Goal of the exercise — Down to the final line, write out the data below exactly.

Supplied material —
PR #448, opened 2021-01-22
Start using the right mutation for tokenizing payout details

hedvigoscar:
### Checklist


hugokallstrom:
Cool! Just read some of the DropInService.makePaymentsCall() docs and quite dont understand this bit: 

```
* This call is expected to be synchronous, as it already runs in the background, and the base class will handle messaging with the UI after it
* finishes based on the [CallResult]. If you want to make the call asynchronously, return [CallResult.ResultType.WAIT] on the type and call the
* [asyncCallback] method afterwards.
```

Can running coroutines inside that function give some unexpected behaviour?

hedvigoscar:
It could, had it not been for `runBlocking`, which converts the coroutine execution into a blocking operating 😉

Solution below —
PR #448, opened 2021-01-22
Start using the right mutation for tokenizing payout details

hedvigoscar:
### Checklist


hugokallstrom:
Cool! Just read some of the DropInService.makePaymentsCall() docs and quite dont understand this bit: 

```
* This call is expected to be synchronous, as it already runs in the background, and the base class will handle messaging with the UI after it
* finishes based on the [CallResult]. If you want to make the call asynchronously, return [CallResult.ResultType.WAIT] on the type and call the
* [asyncCallback] method afterwards.
```

Can running coroutines inside that function give some unexpected behaviour?

hedvigoscar:
It could, had it not been for `runBlocking`, which converts the coroutine execution into a blocking operating 😉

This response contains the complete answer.